Applied Computational Intelligence and Soft Computing (Jan 2025)
Addressing Class Imbalance Problem in Health Data Classification: Practical Application From an Oversampling Viewpoint
Abstract
While analyzing health data is important for improving health outcomes, class imbalance in datasets poses major challenges to machine learning classification models. This work, therefore, considers the class imbalance problem in stroke prediction using models such as K-nearest neighbors, support vector machine, logistic regression, random forest, and decision tree. This work balances the stroke dataset, thereby enhancing model performance, through various oversampling strategies: random oversampling (RO), ADASYN, SMOTE, and SMOTE–Tomek. Compared to the results of the imbalanced dataset, all applied oversampling techniques enhanced the correct classification of stroke events by the ML model. Among these, RO–SVM with RBF kernel was the best in terms of sensitivity, specificity, G-mean, F1-score, and accuracy values, offering the highest results with respective values of 89.87%, 94.91%, 92.36%, 89.64%, and 89.87%. After applying oversampling techniques, all the machine learning classifications were good enough to classify stroke status, especially for the minority class.

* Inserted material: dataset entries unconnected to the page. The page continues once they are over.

PR #352, opened 2019-08-11
share DocumentRegistry instance between all language service instances

andrius-pra:
This PR makes the extension to share [DocumentRegistry](https://github.com/microsoft/TypeScript/blob/e46c846ee6e20687ea4a39055f1081ba73ca89ec/src/services/documentRegistry.ts#L3-L17) instance between all instances of LanguageService.

### DIFF
--- a/server/src/editorServices.ts
+++ b/server/src/editorServices.ts
@@ -802,6 +802,7 @@ export class Project {
   constructor(
       public projectService: ProjectService,
       private logger: Logger,
+      private documentRegistry: ts.DocumentRegistry,
       public projectOptions?: ProjectOptions,
       public languageServiceDisabled = false) {
       if (projectOptions && projectOptions.files) {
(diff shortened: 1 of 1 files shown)


kyliau:
@andrius-pra Thank you for all your contributions!
After talking to the the TypeScript team, we think it's best to stick with LSP instead of trying to make tsserver work with external files (HTML).
There are many reasons to this, but the main one is compatibility with other editors, not just vscode. LSP allows us to maintain full control of TypeScript server.
I made a prototype that completely eliminates managing the DocumentRegistry on our own, and instead delegate that to tsserver instead.
You might be interested: https://github.com/kyliau/vscode-ng-language-service/blob/prototype/server/src/server.ts
Please let me know your thoughts! And again, thank you very much =)

server/src/editorServices.ts
```diff
@@ -1208,7 +1210,7 @@ export class ProjectService {
   }
 
   createInferredProject(root: ScriptInfo) {
-      const project = new Project(this, this.psLogger);
+      const project = new Project(this, this.psLogger, this.documentRegistry, undefined, false);
```
kyliau: Consider leaving out the last two parameters since there are default values.

andrius-pra:
Your prototype looks great! Do we still need changes from typescript side to properly support external files? Your prototype only work in external templates with typescript [fork](https://github.com/microsoft/TypeScript/compare/master...andrius-pra:plugin-external-files) that already has changes for external template support in tsserver.

kyliau:
In the prototype, because we control the entire TS server, there is no change needed in TypeScript to support external template. The fork is still needed if we want tsserver **plugin** itself to support external template.

kyliau:
By the way, @andrius-pra are you on Slack? Would love to add you to the Angular Language Service channel. Please ping me on Twitter `@liauky` :)
We appreciate all the work that you've done to improve the language service!

andrius-pra:
@kyliau, I don't use Twitter, but you can find me in a [gitter](https://gitter.im).

PR #362, opened 2019-08-23
feature: Add components for the new prototype

kyliau:
This commit adds the helper classes to the main repo in preparation for the migration to the new codebase.

Context: Previously, `editorServices.ts` was cloned from TypeScript and modified to handle HTML files. This incurs maintenance liability and performance cost. The new architecture imports TypeScript `ProjectService` and wraps it so that HTML files are handled correctly.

This study has highlighted the importance of class imbalance issues in health datasets. Precise detection of instances of minority classes can be enhanced considerably by employing classification models with the implementation of hybrid strategies to effectively solve class imbalance issues, which, in turn, will help improve healthcare outcomes. Further research in integrating more advanced deep learning techniques into other health datasets with imbalances is encouraged to further validate or refine class imbalance approaches, as effective handling of imbalanced classes can substantially promote predictive model performance in the analysis of healthcare.